(Collected data)
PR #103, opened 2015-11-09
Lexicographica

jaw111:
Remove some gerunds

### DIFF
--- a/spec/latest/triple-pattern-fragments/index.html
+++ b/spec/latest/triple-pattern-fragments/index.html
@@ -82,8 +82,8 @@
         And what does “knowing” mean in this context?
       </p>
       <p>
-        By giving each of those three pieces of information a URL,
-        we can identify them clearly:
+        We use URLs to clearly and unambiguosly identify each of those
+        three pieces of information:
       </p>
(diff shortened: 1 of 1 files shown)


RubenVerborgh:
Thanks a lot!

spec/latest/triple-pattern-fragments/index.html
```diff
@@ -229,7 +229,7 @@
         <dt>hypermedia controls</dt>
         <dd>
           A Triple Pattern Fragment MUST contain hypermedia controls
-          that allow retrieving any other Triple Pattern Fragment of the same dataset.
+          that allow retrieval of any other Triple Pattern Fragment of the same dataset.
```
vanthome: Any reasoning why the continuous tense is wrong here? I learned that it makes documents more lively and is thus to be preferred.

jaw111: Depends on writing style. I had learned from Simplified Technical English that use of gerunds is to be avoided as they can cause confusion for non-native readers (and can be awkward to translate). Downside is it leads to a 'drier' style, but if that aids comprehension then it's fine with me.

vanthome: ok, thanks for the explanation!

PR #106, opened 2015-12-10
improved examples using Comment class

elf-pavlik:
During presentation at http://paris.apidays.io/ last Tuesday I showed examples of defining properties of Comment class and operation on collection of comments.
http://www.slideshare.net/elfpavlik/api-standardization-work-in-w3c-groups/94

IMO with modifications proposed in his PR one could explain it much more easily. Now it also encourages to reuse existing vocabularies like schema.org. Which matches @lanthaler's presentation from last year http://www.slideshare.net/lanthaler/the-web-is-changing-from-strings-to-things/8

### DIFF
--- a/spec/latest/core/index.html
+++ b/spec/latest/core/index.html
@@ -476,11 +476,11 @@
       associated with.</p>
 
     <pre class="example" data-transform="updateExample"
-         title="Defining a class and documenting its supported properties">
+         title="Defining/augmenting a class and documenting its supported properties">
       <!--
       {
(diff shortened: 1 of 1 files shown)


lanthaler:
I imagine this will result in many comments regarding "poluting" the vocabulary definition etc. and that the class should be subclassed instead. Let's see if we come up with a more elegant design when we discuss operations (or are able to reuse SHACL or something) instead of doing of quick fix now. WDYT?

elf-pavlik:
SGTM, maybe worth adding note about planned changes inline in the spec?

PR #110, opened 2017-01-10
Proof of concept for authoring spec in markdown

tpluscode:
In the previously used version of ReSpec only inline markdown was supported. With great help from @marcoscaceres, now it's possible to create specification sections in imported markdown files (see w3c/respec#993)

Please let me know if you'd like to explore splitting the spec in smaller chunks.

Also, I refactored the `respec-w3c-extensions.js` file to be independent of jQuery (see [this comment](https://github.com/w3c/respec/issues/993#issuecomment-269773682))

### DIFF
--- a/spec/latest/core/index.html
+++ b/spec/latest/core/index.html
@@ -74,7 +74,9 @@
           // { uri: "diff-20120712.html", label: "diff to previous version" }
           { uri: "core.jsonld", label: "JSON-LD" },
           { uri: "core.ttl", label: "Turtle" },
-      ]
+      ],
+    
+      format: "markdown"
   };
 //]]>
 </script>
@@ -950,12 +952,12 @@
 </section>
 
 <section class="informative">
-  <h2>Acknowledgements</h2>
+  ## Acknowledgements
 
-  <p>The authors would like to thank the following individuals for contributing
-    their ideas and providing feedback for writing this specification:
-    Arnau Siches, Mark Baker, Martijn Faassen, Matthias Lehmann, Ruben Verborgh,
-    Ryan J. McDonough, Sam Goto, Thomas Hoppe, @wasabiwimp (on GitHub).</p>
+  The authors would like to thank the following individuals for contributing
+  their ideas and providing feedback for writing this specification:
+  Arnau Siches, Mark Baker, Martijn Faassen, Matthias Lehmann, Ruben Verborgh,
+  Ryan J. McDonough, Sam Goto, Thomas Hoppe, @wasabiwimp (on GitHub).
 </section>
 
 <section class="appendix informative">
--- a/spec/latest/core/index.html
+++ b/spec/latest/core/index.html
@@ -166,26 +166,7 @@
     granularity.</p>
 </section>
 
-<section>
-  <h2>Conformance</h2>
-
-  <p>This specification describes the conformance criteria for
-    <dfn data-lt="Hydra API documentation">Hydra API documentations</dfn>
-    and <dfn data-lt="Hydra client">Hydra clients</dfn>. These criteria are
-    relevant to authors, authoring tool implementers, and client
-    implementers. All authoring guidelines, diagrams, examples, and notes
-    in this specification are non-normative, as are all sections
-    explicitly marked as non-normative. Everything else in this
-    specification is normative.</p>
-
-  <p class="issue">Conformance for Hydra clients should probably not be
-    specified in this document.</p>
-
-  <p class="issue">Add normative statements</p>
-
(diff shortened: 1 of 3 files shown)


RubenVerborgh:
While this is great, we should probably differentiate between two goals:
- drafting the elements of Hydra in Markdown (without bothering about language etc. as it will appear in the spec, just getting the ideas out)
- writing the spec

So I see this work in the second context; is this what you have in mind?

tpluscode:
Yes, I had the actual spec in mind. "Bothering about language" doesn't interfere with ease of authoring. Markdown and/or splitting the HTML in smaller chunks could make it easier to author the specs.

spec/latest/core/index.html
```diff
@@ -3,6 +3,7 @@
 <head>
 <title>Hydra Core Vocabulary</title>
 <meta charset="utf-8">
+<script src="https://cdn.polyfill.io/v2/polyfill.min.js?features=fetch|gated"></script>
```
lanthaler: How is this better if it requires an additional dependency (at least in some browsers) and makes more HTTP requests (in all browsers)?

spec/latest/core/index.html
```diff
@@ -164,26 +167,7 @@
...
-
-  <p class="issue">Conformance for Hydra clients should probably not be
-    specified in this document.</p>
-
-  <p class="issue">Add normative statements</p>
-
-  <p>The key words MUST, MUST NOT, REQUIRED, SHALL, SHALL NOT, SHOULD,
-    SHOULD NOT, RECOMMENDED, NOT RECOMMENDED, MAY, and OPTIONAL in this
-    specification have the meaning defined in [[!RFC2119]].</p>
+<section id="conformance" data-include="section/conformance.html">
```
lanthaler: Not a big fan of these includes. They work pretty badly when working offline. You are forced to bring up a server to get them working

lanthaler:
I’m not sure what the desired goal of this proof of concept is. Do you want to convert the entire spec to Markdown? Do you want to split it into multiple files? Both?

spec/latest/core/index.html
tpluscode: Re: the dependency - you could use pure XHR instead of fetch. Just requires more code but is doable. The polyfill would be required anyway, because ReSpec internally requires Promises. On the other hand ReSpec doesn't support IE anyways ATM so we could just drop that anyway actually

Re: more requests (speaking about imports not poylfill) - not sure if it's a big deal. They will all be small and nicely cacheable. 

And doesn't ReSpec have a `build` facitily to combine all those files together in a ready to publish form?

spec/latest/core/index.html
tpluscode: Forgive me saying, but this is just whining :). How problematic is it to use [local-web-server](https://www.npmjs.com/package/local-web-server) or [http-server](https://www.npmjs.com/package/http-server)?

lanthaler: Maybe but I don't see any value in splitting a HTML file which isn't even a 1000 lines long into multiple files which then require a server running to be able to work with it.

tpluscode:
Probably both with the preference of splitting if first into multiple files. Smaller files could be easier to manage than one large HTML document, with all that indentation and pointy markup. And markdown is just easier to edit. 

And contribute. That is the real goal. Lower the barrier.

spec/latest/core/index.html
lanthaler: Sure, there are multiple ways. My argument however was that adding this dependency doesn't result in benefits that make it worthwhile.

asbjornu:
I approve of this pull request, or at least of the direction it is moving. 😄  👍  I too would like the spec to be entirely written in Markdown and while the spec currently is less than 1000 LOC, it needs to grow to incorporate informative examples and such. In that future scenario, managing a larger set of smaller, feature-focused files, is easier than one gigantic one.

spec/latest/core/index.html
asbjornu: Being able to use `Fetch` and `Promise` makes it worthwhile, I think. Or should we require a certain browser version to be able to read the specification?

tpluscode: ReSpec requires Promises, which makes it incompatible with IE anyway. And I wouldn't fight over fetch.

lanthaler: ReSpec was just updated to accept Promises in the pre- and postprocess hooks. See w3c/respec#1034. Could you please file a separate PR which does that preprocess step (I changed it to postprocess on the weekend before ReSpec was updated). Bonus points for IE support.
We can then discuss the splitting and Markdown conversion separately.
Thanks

## What this task involves:
Your answer should be each line of the data that contains the word "polyfill", copied as it stands.

## Solution to this task:
+<script src="https://cdn.polyfill.io/v2/polyfill.min.js?features=fetch|gated"></script>
tpluscode: Re: the dependency - you could use pure XHR instead of fetch. Just requires more code but is doable. The polyfill would be required anyway, because ReSpec internally requires Promises. On the other hand ReSpec doesn't support IE anyways ATM so we could just drop that anyway actually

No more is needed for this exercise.